His body tilted forward, and gravity claimed him.
Clouds swallowed his form as he plummeted toward Chantico. For a breathless instant, he felt weightless—unreal—like a storied hero casting himself from heaven.
And then he accelerated.
Like a diver spearing into dark waters, he angled downward, pushing faster, faster still. The air screamed around him. His heart ignited with exhilaration.
Light flared across his form—not heat, but radiance. Cimi absorbed the thermal force of his descent, stripping flame of its light, devouring it before it could consume him.
Adrenaline flooded his veins.
His blood felt molten.
Solid divinity crystallized around him, forming a luminous shell that cracked and reformed as he lanced through the troposphere. The drain was immense. He could feel the cost of such reckless expenditure—but he did not care.
He did not want it to end.
Beneath his helmet, the pictogram of death burned bright. It delighted in the razor’s edge between life and annihilation. Jaime and the sigil laughed together—wild, unrestrained.
The earth rushed upward.
Closer.
Closer.
“Enough!”
Cimi’s voice cut through the mania like a blade.
She seized him, forcibly bleeding momentum from his fall. Air buckled as his descent slowed from cataclysmic to merely devastating. She pressed her will against the ocean of faith surrounding them, steadying his senses while suppressing the distant influence of Mictlantecuhtli, whose hunger thrilled at the thought of ruin.
For a fleeting moment, she tried to press her will upon Jaime as well.
She failed.
Even as a lesser divinity, Jaime’s soul burned too fiercely. No god. No spirit. No patron could command what was now wholly divine.
Cimi recoiled, then shrieked—not in anger, but urgency.
Focus.
She forced his awareness outward.
Something was wrong.
Far beyond Chantico’s borders, the currents of faith churned violently. A violent collision of divinity and corruption tore at the spiritual fabric of the land.
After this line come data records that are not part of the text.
PR #630, opened 2026-06-18
Sanitize Docker output to prevent ##vso[] logging-command injection

onetocny:
### **Description**

**Security fix: Logging-command injection via Docker task output (MSRC Case 122404 / VULN-195611)**

AB#2378653

The Azure Pipelines Docker tasks (`Docker@2`, `ContainerBuild@0`) stream child process stdout/stderr directly to the agent via `ToolRunner.exec()`. The agent scans everything written to process.stdout for `##vso[]` prefixes and interprets them as logging commands. An attacker with queue-builds permission can craft a Dockerfile that emits `##vso[task.prependpath]` (or `task.setvariable`, etc.) via `RUN echo`, hijacking the PATH or injecting variables for subsequent pipeline steps — achieving arbitrary code execution.

**Fix:** Wrap `outStream`/`errStream` passed to `ToolRunner.exec()` with a sanitizing `Writable` stream that replaces `##vso[` with `#vso[` (case-insensitive) before the agent sees it. The raw output is still available via the `stdout`/`stderr` event listeners for internal parsing (image ID extraction, digest capture, etc.).

**Impact:** All 5 public command functions (`build`, `command`, `push`, `start`, `stop`) now use sanitized exec options. Existing behavior is preserved — only the agent-visible output is neutered.

---

### **Package Name**

`azure-pipelines-tasks-docker-common`

---

**Low**

- The fix is additive — it wraps the output stream without changing any command logic or argument handling.
- The sanitization only affects what the agent sees on stdout/stderr; internal output callbacks still receive raw data for parsing (image IDs, digests).
- The replacement (`##vso[` → `#vso[`) is safe — legitimate pipeline logging commands are never emitted by Docker itself.
- Backward compatible: no API changes, no new dependencies beyond `mocha` (devDependency for tests).

---

- [x] Manual tests performed

14 new unit tests covering all 5 public functions:
- Verifies `outStream`/`errStream` options are provided and are NOT raw `process.stdout`/`process.stderr`
- Verifies `##vso[task.prependpath]` is sanitized in stdout
- Verifies `##vso[task.setvariable]` is sanitized in stderr (BuildKit scenario)
- Verifies raw output callback still receives unsanitized data (for image ID extraction)
- Verifies clean Docker output passes through unmodified
- Verifies case-insensitive variants (`##VSO[`) are caught
- Verifies multiple `##vso[` commands in a single chunk are all sanitized

---

End-to-end validation in `onetocny-corp` Azure DevOps organization:

1. **Reproduced the vulnerability** — Created a pipeline with a Dockerfile containing `RUN echo "##vso[task.prependpath]/tmp/pwned"`. Confirmed `/tmp/pwned` appeared in PATH of subsequent steps.

2. **Validated Docker@2 fix** — Built the task with the patched `docker-common` package (via `npm pack` + local `.tgz` reference per wiki process), uploaded to org via `tfx`, reran pipeline → `PATH is clean — injection was blocked.` ✅

3. **Validated ContainerBuild@0 fix** — Same process for the only other affected task → `PATH is clean - injection was blocked.` ✅

Pipeline runs: Docker2-Injection-Repro (run 32), ContainerBuild0-Injection-Repro (run 33) in `onetocny-corp/playground`.

---

No — this is an internal implementation change with no public API surface modifications.

---

### **Dependencies**

- `mocha` `^11.7.5` added as a **devDependency** (for unit test execution only, not shipped with the package)

---

### **Checklist**

- [x] Package version was bumped — see [versioning guide](https://semver.org/)
- [x] CLA signed (if applicable) — see [Contributor License Agreement](https://cla.opensource.microsoft.com)

### DIFF
--- a/common-npm-packages/docker-common/Tests/L0.ts
+++ b/common-npm-packages/docker-common/Tests/L0.ts
@@ -1,0 +1,5 @@
+import { runDockerCommandSanitizationTests } from './dockerOutputSanitizationTests';
+
+describe('docker-common suite', () => {
+    describe('Docker command output sanitization', runDockerCommandSanitizationTests);
+});
--- a/common-npm-packages/docker-common/Tests/dockerOutputSanitizationTests.ts
+++ b/common-npm-packages/docker-common/Tests/dockerOutputSanitizationTests.ts
@@ -1,0 +1,309 @@
+import assert = require("assert");
+import { EventEmitter } from "events";
+import { Writable } from "stream";
+
+// Set environment variables required by azure-pipelines-task-lib before importing dockerCommandUtils
+process.env['INPUT_BUILDCONTEXT'] = '/tmp/build';
+process.env['SYSTEM_DEFAULTWORKINGDIRECTORY'] = '/tmp/work';
+
+import * as dockerCommandUtils from "../dockercommandutils";
+
+/**
+ * Minimal mock for ToolRunner that simulates Docker command execution.
+ * When exec() is called, it emits stdout/stderr data and writes to the
+ * provided outStream/errStream options, mimicking real ToolRunner behavior.
+ */
+class MockToolRunner extends EventEmitter {
+    public simulatedStdout: string = "";
+    public simulatedStderr: string = "";
+
+    arg(_val: string | string[]): void { }
+    line(_val: string): void { }
+
+    exec(options?: any): Promise<void> {
+        if (this.simulatedStdout) {
+            this.emit("stdout", this.simulatedStdout);
+        }
+        if (this.simulatedStderr) {
+            this.emit("stderr", this.simulatedStderr);
+        }
+
+        return new Promise<void>((resolve) => {
+            const writes: Promise<void>[] = [];
+
+            if (this.simulatedStdout && options && options.outStream) {
+                writes.push(new Promise<void>((res) => {
+                    options.outStream.write(this.simulatedStdout, 'utf8', () => res());
+                }));
+            }
+            if (this.simulatedStderr && options && options.errStream) {
+                writes.push(new Promise<void>((res) => {
+                    options.errStream.write(this.simulatedStderr, 'utf8', () => res());
+                }));
+            }
+
+            Promise.all(writes).then(() => resolve());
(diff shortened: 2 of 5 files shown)


wawanawna (changes requested):
Ondrej please address these 2:

 1. The sanitizer is evadable (chunk‑split). ToolRunner writes raw pipe Buffer chunks to the wrapper ( toolrunner.ts  →   outStream.write(data) ), and  sanitizeDockerOutput  runs per‑chunk with no cross‑chunk state. If  ##vso[  is split across two  chunks it passes through —  process.stdout  reassembles it and the agent acts on it. Reproduced: writing  ##vs  then   o[task.prependpath]/tmp/pwned  yields  ##vso[…]  downstream. An attacker can pad  RUN echo  output to land the token on a pipe  read boundary (moderate effort, but a string‑replace that breaks when the token is split isn't robust enough for a security  control).
 Fix: make the sanitizer stateful — keep a 5‑char carry‑over tail between writes, prepend before scanning, flush on  final ;  decode with  StringDecoder('utf8')  (also fixes multibyte mojibake from  chunk.toString()  on split UTF‑8).

 2.  getHistory  is unsanitized and reachable. Only  build/command/push/start/stop  were wrapped.  getHistory   ( dockercommandutils.ts:344 ) runs  docker history --no-trunc , whose  createdBy  column replays the Dockerfile  RUN  text  verbatim to unsanitized stdout, and it runs on every push/buildAndPush via  dockerpush.ts:114 publishToImageMetadataStore → :139  getHistory . The agent matches  ##vso[  mid‑line ( Command.cs   IndexOf , no starts‑with gate), so it fires. (The injected  value is polluted by the trailing  "; layerId:…  from the  --format , which makes clean exploitation harder but doesn't stop the  command.)
 Fix: route this path through the sanitized stream too, and audit the other  execCommand  callers —  getImageRootfsLayers  is  fine (digests only).

 Also: add a chunk‑split unit test — all 14 tests emit the token in a single chunk, so they don't cover the bypass above

wawanawna (approved):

It was impossible to ignore.
Jaime’s laughter died.
His playful radiance dimmed, replaced by something colder. Sharper.
Death coiled around him like a mantle.
He stabilized midair, eyes narrowing toward the distant clash he had only now begun to perceive. His skin prickled. Every instinct screamed.
Whatever was there—
Whatever dared spread such corruption—
Would not be allowed to endure.
His soul, his spirit, and his patron demanded annihilation.
And the festering stain in the distance could not hide from Jaime’s sunlit glare.